Control of the harmonic-generation efficiency in photonic crystals formed by optically anisotropic layers

Abstract

Photonic crystals remain one of the most actively discussed topics of the modern optics. In particular, they are very promising for the control of such nonlinear-optical processes as harmonic generation and light self-action as well as for sensor applications. Porous silicon (PS) produced by electrochemical etching of the crystalline silicon (c-Si) due to possibility of the pore filling with liquids and embedding nanoparticles is a very promising medium for the formation of the nanocomposites for various optical applications. Variation of the etching-current density results in variation of the PS layer porosity and its refractive index; alternating the high and low porosity samples we can form a photonic crystal.
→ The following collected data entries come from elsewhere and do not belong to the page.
PR #5307, opened 2026-03-14
main/geoclue: enable demo agent

ghost:
change source tarball from .bz2 to .gz
remove `demo-agent=false` flag

## Description
i am using darkman to auto change dark mode. i set location provider to geoclue, but it never works. after searching and debugging, i found out that it needs demo agent. so where is `/usr/libexec/geoclue-2.0/demos/agent`, this is what the commit did. and it tested successfully on my machine.

## Checklist

### DIFF
--- a/main/geoclue/template.py
+++ b/main/geoclue/template.py
@@ -1,13 +1,12 @@
 pkgname = "geoclue"
 pkgver = "2.8.0"
-pkgrel = 1
+pkgrel = 2
 build_style = "meson"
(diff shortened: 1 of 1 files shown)


wezm:
I would suggest changing it back. There's no need for consistency. Other packages typically use gzip tarballs because that's all that's available. There are plenty of others that use a smaller format, like xz when that's available.

yiyitiantian:
done.

PR #5314, opened 2026-03-15
user/cowsay: new package

cyberia-ng:
## Description

Cowsay is a well-known humorous program that generates an ASCII art cow with a speech bubble containing user input.

## Checklist

### DIFF
--- a/user/cowsay/template.py
+++ b/user/cowsay/template.py
@@ -1,0 +1,22 @@
+pkgname = "cowsay"
+pkgver = "3.8.4"
+pkgrel = 0
+build_style = "makefile"
+make_install_args = [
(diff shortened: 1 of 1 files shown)


q66:
not sure what these destdir shenanigans were supposed to be but i fixed it for you

cyberia-ng:
I think it was cruft copied over from the template for signify. Thanks.

q66:
oh, it's unnecessary in signify too, i just missed it

i dropped it there too, it's overall wrong

cyberia-ng:
Fair enough. I seem to remember it installing to the wrong place without it, but if it works now it works :shrug:

q66:
the builtin destdir is exactly the same, except by building it manually you're exposing internal paths that are an implementation detail

PR #5315, opened 2026-03-15
user/signify: new package

cyberia-ng:
## Description

OpenBSD tool to sign and verify signatures on files

## Checklist

### DIFF
--- a/user/signify/template.py
+++ b/user/signify/template.py
@@ -1,0 +1,19 @@
+pkgname = "signify"
+pkgver = "33"
+pkgrel = 0
+build_style = "makefile"
+make_install_args = [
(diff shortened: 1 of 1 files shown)


cyberia-ng:
OK so, it seems the CI fails because supposedly a newer version is available -- this is tagged as `v33` in the git repository -- however, the v33 tag is not released as a tarball, so if I set `pkgver = 33` in the `template.py` it fails. Is there a way to skip the newer version check in CI for now? (I have filed an issue upstream to get the v33 release fixed.)

cyberia-ng:
Development moved to Codeberg, where v33 does have a release tarball.

PR #5319, opened 2026-03-16
user/simdutf: new package

alex-s168:
## Description
simdutf is a library used by many other projects. I'm interested in it for Ladybird.

Doing a `grep simdutf` shows that we have a few packages that vendor simdutf, and we also have a few patches for those, but I hope they aren't required in latest simdutf anymore...

## Checklist

### DIFF
--- a/user/simdutf/template.py
+++ b/user/simdutf/template.py
@@ -1,0 +1,20 @@
+pkgname = "simdutf"
+pkgver = "8.2.0"
+pkgrel = 0
+build_style = "cmake"
+configure_args = ["-DBUILD_SHARED_LIBS=ON"]
+hostmakedepends = ["cmake", "ninja", "pkgconf"]
+pkgdesc = "Library of SIMD-accelerated Unicode routines"
+license = "MIT"
+url = "https://github.com/simdutf/simdutf"
+source = f"{url}/archive/refs/tags/v{pkgver}.tar.gz"
+sha256 = "033a91b1d7d1cb818c1eff49e61faaa1b64a3a530d59ef9efef0195e56bda8b1"
+
+
+def post_install(self):
+    self.install_license("LICENSE-MIT")
+
+
+@subpackage("simdutf-devel")
+def _(self):
+    return self.default_devel()
--- a/user/simdutf-devel
+++ b/user/simdutf-devel
@@ -1,0 +1,1 @@
+simdutf
--- a/user/simdutf/patches/loongarch_include_hwcap.patch
+++ b/user/simdutf/patches/loongarch_include_hwcap.patch
@@ -1,0 +1,10 @@
+--- a/include/simdutf/internal/isadetection.h
++++ b/include/simdutf/internal/isadetection.h
+@@ -72,6 +72,7 @@
+
+ #if defined(__loongarch__) && defined(__linux__)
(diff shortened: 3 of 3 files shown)


user/simdutf/template.py
```diff
@@ -0,0 +1,25 @@
+pkgname = "simdutf"
+pkgver = "8.2.0"
+pkgrel = 0
+build_style = "cmake"
+configure_args = ["-DSIMDUTF_TESTS=OFF", "-DBUILD_SHARED_LIBS=ON"]
```
q66: tests disabled for no reason

user/simdutf/template.py
```diff
@@ -0,0 +1,25 @@
...
+hostmakedepends = ["cmake", "ninja", "pkgconf"]
+pkgdesc = "Text processing at billions of characters per second"
```
q66: pkgdesc should be neutral and not an advertising line

user/simdutf/template.py
```diff
@@ -0,0 +1,25 @@
...
+license = "MIT"
+url = "https://github.com/simdutf/simdutf"
+source = (
```
q66: {url}

user/simdutf/template.py
```diff
@@ -0,0 +1,25 @@
...
+    f"https://github.com/simdutf/simdutf/archive/refs/tags/v{pkgver}.tar.gz"
+)
+sha256 = "033a91b1d7d1cb818c1eff49e61faaa1b64a3a530d59ef9efef0195e56bda8b1"
+# breaks shared library
+hardening = ["!vis"]
```
q66: that's the default

user/simdutf/template.py
```diff
@@ -0,0 +1,25 @@
...
+
+
+def post_install(self):
+    self.install_license("LICENSE-MIT")
+
+
+@subpackage("simdutf-devel")
+def _(self):
+    self.depends += [self.parent]
```
q66: not needed

user/simdutf/template.py
alex-s168: There are 114 tests which take a while to compile...

user/simdutf/template.py
alex-s168: "Fast Unicode and Base64 parsing library"?

user/simdutf/template.py
q66: and?

user/simdutf/template.py
alex-s168: There are lots of templates in main with `hardening = ["!vis"]`

q66: there's 25 of them that do that alone (1% of main) and it's just as unnecessary in those?

user/simdutf/template.py
alex-s168: Okay true. Even though upstream probably runs tests, it's better to also run them for chimera's specific setup

q66: the packaging manual specifically mandates that unit tests be enabled unless there is a really good reason and taking extra 1 minute to build (on my laptop) is not one...

user/simdutf/template.py
q66: "Library of SIMD-accelerated Unicode routines"

PR #5378, opened 2026-03-28
user/anyrun: new package

zacharyburnett:
## Description

Follow-on to https://github.com/chimera-linux/cports/pull/2817

Anyrun is a krunner-like runner for wayland that I use often
https://github.com/anyrun-org/anyrun

Anyrun itself now requires `anyrun-provider` as a go-between with plugins

## Checklist

### DIFF
--- a/user/anyrun/template.py
+++ b/user/anyrun/template.py
@@ -1,0 +1,31 @@
+pkgname = "anyrun"
+pkgver = "25.12.0"
+pkgrel = 0
+build_style = "cargo"
+hostmakedepends = ["cargo-auditable", "pkgconf"]
+makedepends = [
+    "cairo-devel",
+    "gdk-pixbuf-devel",
+    "glib-devel",
+    "gtk4-devel",
+    "gtk4-layer-shell-devel",
+    "pango-devel",
+]
+depends = ["anyrun-provider"]
+pkgdesc = "Wayland native, highly customizable runner"
+license = "GPL-3.0-or-later"
+url = "https://github.com/anyrun-org/anyrun"
+source = f"{url}/archive/refs/tags/v{pkgver}.tar.gz"
+sha256 = "4213a2f65fd6139829128d3c7a7f4b54fec3181f8d549e212021341dd10c3d50"
+
+
+def install(self):
+    self.install_bin(f"target/{self.profile().triplet}/release/{pkgname}")
+    self.install_license("LICENSE")
+
+    self.install_file(
+        "target/*/release/*.so",
+        "usr/lib/anyrun/plugins/",
+        glob=True,
+    )
+    self.install_file("examples/config.ron", "etc/anyrun")
--- a/user/anyrun-provider/template.py
+++ b/user/anyrun-provider/template.py
@@ -1,0 +1,16 @@
+pkgname = "anyrun-provider"
+pkgver = "25.12.0"
+pkgrel = 0
+build_style = "cargo"
+hostmakedepends = ["cargo-auditable", "pkgconf"]
+makedepends = []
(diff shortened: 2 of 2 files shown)


user/anyrun/template.py
```diff
@@ -0,0 +1,27 @@
...
+source = f"{url}/archive/refs/tags/v{pkgver}.tar.gz"
+sha256 = "4213a2f65fd6139829128d3c7a7f4b54fec3181f8d549e212021341dd10c3d50"
+
+
+def install(self):
+    self.install_bin(f"target/{self.profile().triplet}/release/{pkgname}")
+    self.install_license("LICENSE")
+
+    self.install_file("target/release/*.so", "etc/anyrun/plugins/", glob=True)
+    self.install_file("examples/config.ron", "etc/anyrun/config.ron")
```
zacharyburnett: the anyrun installation instructions suggest making a `~/.config/anyrun/` directory and putting compiled plugins there, but I figured the user can copy them from `/etc/`. I know PACKAGING.md says to prefer `/usr/share/` but when I tried putting the `*.so`s there the checks failed with "ELF file in /usr/share/"

zacharyburnett: nevermind, that's what `/usr/lib/` is for :facepalm:

user/anyrun/template.py
```diff
@@ -0,0 +1,29 @@
...
+sha256 = "4213a2f65fd6139829128d3c7a7f4b54fec3181f8d549e212021341dd10c3d50"
+
+
+def install(self):
+    self.install_bin(f"target/{self.profile().triplet}/release/{pkgname}")
+    self.install_license("LICENSE")
+
+    self.install_file(
+        "target/release/*.so", "usr/lib/anyrun/plugins/", glob=True
+    )
```
zacharyburnett, line 30: only the `libanyrun_macros.so` plugin is copied here:
```shell
zrb@jupiter ~> ls /usr/lib/anyrun/plugins/
libanyrun_macros.so*
```

however, the build process _should_ be building all of these plugins:
```
zrb@jupiter ~/r/b/anyrun (s|master master@origin)> ls target/release/*.so
target/release/libactions.so*       target/release/librandr.so*
target/release/libanyrun_macros.so* target/release/librink.so*
target/release/libapplications.so*  target/release/libshell.so*
target/release/libdictionary.so*    target/release/libstdin.so*
target/release/libkidex.so*         target/release/libsymbols.so*
target/release/libniri_focus.so*    target/release/libtranslate.so*
target/release/libnix_run.so*       target/release/libwebsearch.so*
```

Maybe I'm using the glob incorrectly? I'll play around with this

zacharyburnett: oh, from running `self.do("ls", "target/release/")` locally, only the `libanyrun_macros.so` plugin is actually built in the first place with `cbuild`:
```shell
0:04:28.319 => anyrun-25.12.0-r0: running install...
.cargo-lock		deps			libanyrun_macros.d
.fingerprint		examples		libanyrun_macros.so
build			incremental
```

zacharyburnett: alright well, I can't figure out how to get the default plugins (see https://github.com/chimera-linux/cports/pull/5378#discussion_r3006540957) to build with `cbuild`; they build just fine and are placed in `target/release/` on my machine, but they just don't show up when running with `cbuild pkg`

Other than that however, the core `anyrun` and `anyrun-provider` build just fine and work; without the default plugins, they just don't show those plugins' results.

zacharyburnett: figured it out; they were in `target/x86_64-chimera-linux-musl/release/*.so`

PS-based photonic crystal easily allows the phase matching to be reached, which was demonstrated in experiments on the second-harmonic (SH) enhancement [1]. The ordered pore propagation, which is typical for mesoporous silicon, causes strong birefringence of the PS layers; the photonic crystals consisting of the birefringent layers demonstrate photonic band gap (PBG) depending on the light polarization [2]. As a result, the harmonic generation in photonic crystals can be also controlled by the light polarization [3], which enriches phase-matching opportunities. New experimental geometries opened by photonic crystals with birefringent layers are very promising both for the enhancement of the nonlinear-optical signal in nanopomposite and for the development of novel sensors based on phase-matched interactions. Thus, features of the phase matching effect on the nonlinear-optical process efficiency in the photonic crystals formed by birefringent layers should be studied in more detail.